400 is for requests the server can't even parse — broken JSON, malformed encoding.
422 is for requests that parse perfectly but are semantically invalid — a well-formed JSON
object whose email field contains a phone number. FastAPI returns 422 for its automatic
validation failures; many APIs use 400 for both, but the distinction helps clients tell "fix your syntax"
from "fix your data."
5xx means the server failed to honor a valid request — so a 500 in your logs is your bug, not the client's. But 502 / 503 / 504 are special: you rarely emit them from application code. They're generated by the proxy or load balancer in front of you (nginx, Envoy, a cloud LB) when it can't reach your app, finds it down, or waits too long. Seeing them points at infrastructure and upstream health, not your handler logic — a vital triage shortcut.

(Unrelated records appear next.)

PR #150, opened 2017-10-12
Refactor home page

yangshun:
This PR is part one of the refactoring of the home page issue #97 . I didn't want the PR to become too big so I left out refactoring of the examples section. I wanted to get some opinions on the current approach before starting on the examples section as well.

This PR does a few things:

- Shift `templates/home.js` to `pages/index.js`
- Transfer the content of `content/index.md` into `pages/index.js`
- Break up the home page marketing content into markdown files and load the data via GraphQL
- Remove hardcoded class names from home page marketing section

I have removed most of the hardcoded class names. There are some leftover styles because I have yet to refactor the examples section. I intend to refactor that part in a similar fashion and extract out the text into Markdown files and also load them via GraphQL. Will follow up with another PR for the examples section later.

cc @bvaughn


content/marketing/component-based.md
```diff
@@ -0,0 +1,8 @@
+---
+title: Component-Based
+order: 1
```
yangshun: Used to decide the ordering of the 3-column marketing content. `order` might not be the best name for this and suggestions are welcome! I briefly considered `rank`.

gatsby-node.js
```diff
@@ -60,15 +60,7 @@ exports.createPages = async ({graphql, boundActionCreators}) => {
   allMarkdown.data.allMarkdownRemark.edges.forEach(edge => {
     const slug = edge.node.fields.slug;
 
-    if (slug === '/index.html') {
```
yangshun: No longer need to programatically create a page because the home page is now within the `pages` directory.

src/pages/index.js
```diff
@@ -6,7 +6,7 @@
 
 'use strict';
 
-import ButtonLink from './components/ButtonLink';
+import ButtonLink from '../templates/components/ButtonLink';
```
yangshun: Should `<ButtonLink>` be moved to `src/components`?

src/pages/index.js
```diff
@@ -135,10 +139,137 @@ class Home extends Component {
...
+                )}
+              </div>
+            </section>
+            <hr css={{
+              height: 1,
+              marginBottom: -1,
+              border: 'none',
+              borderBottom: `1 solid ${colors.divider}`,
+            }} />
+            <section className="home-section">
```
yangshun: Will refactor the examples section in a later PR. Please bear with the hardcoding of class names for now.

src/types.js
```diff
@@ -23,6 +23,7 @@ export type Node = {
     next?: string,
     prev?: string,
     title: string,
+    order?: number,
```
yangshun: Not sure whether this is necessary.

content/marketing/component-based.md
```diff
@@ -0,0 +1,8 @@
+---
+title: Component-Based
```
yangshun: I considered putting the title inside the content instead but I think putting it in the frontmatter makes more sense so we leave the formatting of the title outside this file.

src/pages/index.js
bvaughn: Yes

src/types.js
bvaughn: Not really, since the `order` frontmatter field is only used in the GraphQL query (and not in any Flow-covered code).

yangshun:
@bvaughn Have fixed according to your comments. Do have a look again 😄

content/marketing/component-based.md
bvaughn: Sounds reasonable to me.

content/marketing/component-based.md
bvaughn: I think order works for this. Kind of like flexbox order.

gatsby-node.js
bvaughn: I dig it.

src/pages/index.js
```diff
@@ -6,7 +6,7 @@
```
bvaughn: This works for the `/` route but not for `/index.html`

We need to add an explicit redirect to `gatsby-node.js` to handle this:

```js
  // Without this, /index.html won't redirect to root.
  createRedirect({
    fromPath: '/index.html',
    redirectInBrowser: true,
    toPath: '/',
  });
```

src/pages/index.js
```diff
@@ -135,10 +136,158 @@ class Home extends Component {
...
+                border: 'none',
+                borderBottom: `1 solid ${colors.divider}`,
+              }}
+            />
+            <section css={sectionStyles}>
+              <div id="examples">
+                <div className="example">
+                  <h3>A Simple Component</h3>
+                  <p>
+                    React components implement a `render()` method that takes
```
bvaughn: The content for these sections also needs to come from markdown files (so it can be localized).

src/pages/index.js
```diff
@@ -135,10 +136,158 @@ class Home extends Component {
...
+                    XML-like syntax called JSX. Input data that is passed into
+                    the component can be accessed by `render()` via
+                    `this.props`.
+                  </p>
+                  <p>
+                    <strong>
+                      JSX is optional and not required to use React.
+                    </strong>{' '}
+                    Try the{' '}
+                    <a href="http://babeljs.io/repl#?babili=false&browsers=&build=&builtIns=false&code_lz=MYGwhgzhAEASCmIQHsCy8pgOb2vAHgC7wB2AJjAErxjCEB0AwsgLYAOyJph0A3gFABIAE6ky8YQAoAlHyEj4hAK7CS0ADxkAlgDcAfAiTI-hABZaI9NsORtLJMC3gBfdQHpt-gNxDn_P_zUtIQAIgDyqPSi5BKS6oYo6Jg40A5OALwARCHwOlokmdBuegA00CzISiSEAHLI4tJeQA&debug=false&circleciRepo=&evaluate=false&lineWrap=false&presets=react&prettier=true&targets=&version=6.26.0">
```
bvaughn: You know what might be cool? To auto-generate the URL for this from the actual code example (so the two will always stay in-sync). Babel's REPL just uses the [`lz-string` module](https://www.npmjs.com/package/lz-string) to [serialize and deserialize code](https://github.com/babel/website/blob/f34ae222d3f7edf70711e1c849f13418da95b4cb/js/repl/UriUtils.js#L22-L33) so we could copy it. 😁  It isn't likely to change because it's important to Babel to maintain backwards compatibility.

src/pages/index.js
yangshun: Good catch, thanks for this!

yangshun:
Thanks for the review @bvaughn! I fixed the `index.html` redirect issue. 

Regarding the content for the examples, I intend to address and fix them in a follow up PR so that this PR does not get too big. WDYT?

bvaughn:
> As for the refactoring of the marketing content, I think they are good to be merged. WDYT?

I think we should do it all as one PR, to be honest. We have localization/translation efforts going on right now and I don't want to temporarily pull a bunch of home page content out of the pipeline and cause confusion.

Also cc @ericnakagawa about this change.

yangshun:
I see. Ok I'll continue on this branch then 😄

yangshun:
@bvaughn I extracted out the examples content into markdown files following the same approach for the marketing content. I intend to also move the code out into separate files but I'm not too sure how the `mountCodeExample` hacks can be improved on. Could you provide more guidance regarding how to fix the TODOs tagged to `renderExamplePlaceholder` and `mountCodeExample`?

As far as the localization/translation efforts goes, this PR should be ok given that I have extracted out both the marketing and examples content into markdown files.

src/pages/index.js
yangshun: If this link will be part of the markdown, how do we generate the URL for this? Do we generate after render and modify the `href` in the markup?

yangshun:
> You know what might be cool? To auto-generate the URL for this from the actual code example (so the two will always stay in-sync). Babel's REPL just uses the lz-string module to serialize and deserialize code so we could copy it. 😁 It isn't likely to change because it's important to Babel to maintain backwards compatibility.

If this link will be part of the markdown, how do we generate the URL for this? Do we generate after render and modify the href in the markup?

bvaughn:
I dig the general direction this PR is heading 😁  Thanks for driving this!

Could we move the new directories `content/marketing` and `content/examples` into a shared parent folder, `content/home` (just to more clearly organize the content). Particularly given other efforts like #138 and #162, I'm concerned "examples" might be confusing and "marketing" is a bit ambiguous.

> I intend to also move the code out into separate files but I'm not too sure how the mountCodeExample hacks can be improved on. Could you provide more guidance regarding how to fix the TODOs tagged to renderExamplePlaceholder and mountCodeExample?

Maybe we should ignore the TODO about moving the hard-coded examples, for now, at least pending the outcome of #138 and #162.

What I was thinking was that we could move the example JS snippets near the markdown, but if we did that we wouldn't be able to import/require them in the template without either (a) passing them through via markdown (kind of hacky) or (b) overriding the Webpack config to allow it to resolve paths within `content` (since it's outside of source) and both seem kind of blah.

Maybe for now, we should just rename the code snippet constant names to better match the names of their corresponding markdown files.

> If this link will be part of the markdown, how do we generate the URL for this? Do we generate after render and modify the href in the markup?

It's fine to do this as a follow-up. Actually I'd be happy to do it b'c it sounds fun. 😄  The idea though is that we could come up with a new syntax for linking to an example file and then we could maybe write a custom Remark transform plugin that generates the _actual_ link (with lz compression) from it during build time so they were guaranteed to stay in sync.

bvaughn:
Friendly follow up with @yangshun 😄 

Also cc @ericnakagawa

bvaughn:
One last friendly follow up 😄

If I don't hear back in a day or so, I'm going to take over this PR and implement my own requested changes.

yangshun:
@bvaughn Very sorry for the delay! This PR slipped my mind. I shifted the files into `/home/marketing/` and `/home/examples/`. Is there anything else you want me to do in this PR?

bvaughn:
No worries at all. Let me take a look.

bvaughn:
Thank you!

I'm added to this PR by moving the example JavaScript code into `/home/content` as well (see f5aaf4c) and tying it together with a new local plugin, `gatsby-transformer-home-example-code`.

PR #151, opened 2017-10-12
fix(algolia): make logo show up on FF

### LINKED ISSUE #130: Ensure Algolia attribution is present on search dropdown
Hello!

Just wanted to pop in to mention that the Algolia logo in the search dropdown doesn't appear to be visible in Firefox (oddly enough). Screenshot time!

Firefox 56 (OS X): 
image

Check that bottom right corner...

Chrome 61 (OS X):
image

I see that our very own @Haroenv touched this topic in https://github.com/facebook/react/pull/11032. Could be a good place to start looking?

For the sake of completeness, I've also looped in @vjeux via email, which isn't a GitHub Issue but oh well! 😉

Haroenv:
Background images in svg need to have the # encoded to show up if the image type is svg+xml;utf8

fixes #130


Haroenv:
It works in FF for me now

func getUser(w http.ResponseWriter, r *http.Request) {
if r.Header.Get("Authorization") == "" {
http.Error(w, "login required", http.StatusUnauthorized) // 401: who are you?
return
}
user, err := db.Find(r.PathValue("id"))
if err == ErrNotFound {
http.Error(w, "no such user", http.StatusNotFound) // 404
return
}
if !user.VisibleTo(r) {
http.Error(w, "forbidden", http.StatusForbidden) // 403: not allowed
return
}
json.NewEncoder(w).Encode(user) // 200
}
from fastapi import HTTPException, Header
@app.get("/users/{id}")
def get_user(id: int, authorization: str = Header(default="")):
if not authorization:
raise HTTPException(401, "login required") # 401: who are you?
user = db.find(id)
if user is None:
raise HTTPException(404, "no such user") # 404
if not user.visible_to(authorization):
raise HTTPException(403, "forbidden") # 403: not allowed
return user # 200
Redirections
A redirect lets one resource live at more than one URL: the server responds with a 3xx status
and a Location header naming where to go, and the client (a browser following automatically, or
your HTTP library) re-issues the request to that new URL. Redirects power URL migrations, canonical-URL
enforcement, HTTP→HTTPS upgrades, and the Post/Redirect/Get pattern. The detail that trips up backends is
whether the original method and body survive the redirect — because historically they often
didn't.
| Code | Permanent? | Method preserved? | Use case |
|---|---|---|---|
| 301 Moved Permanently | Yes | Not guaranteed (clients may turn POST→GET) | Resource moved forever — update bookmarks, transfer SEO ranking. |
| 302 Found | No | Not guaranteed (clients may turn POST→GET) | Temporary relocation; keep using the original URL. |
| 303 See Other | No | Forces a GET | Post/Redirect/Get — after a POST, redirect to a result page so a browser refresh won't re-submit the form. |
| 307 Temporary Redirect | No | Yes — method & body kept | Temporary redirect that must re-issue the same POST/PUT with its body intact. |
| 308 Permanent Redirect | Yes | Yes — method & body kept | Permanent move that must preserve a POST/PUT. |
Early clients, faced with a 301 or 302 on a POST, would silently re-issue it as a GET and drop the body — technically a spec violation, but so widespread it became expected behavior. That ambiguity ("will my POST survive this redirect?") is precisely why 307 and 308 were created: they guarantee the method and body are preserved. So if a redirected form submission mysteriously arrives with no data, you used 301/302 where you needed 308/307. Conversely, 303 deliberately forces a GET — which is exactly what you want for Post/Redirect/Get, so the user can safely refresh the result page.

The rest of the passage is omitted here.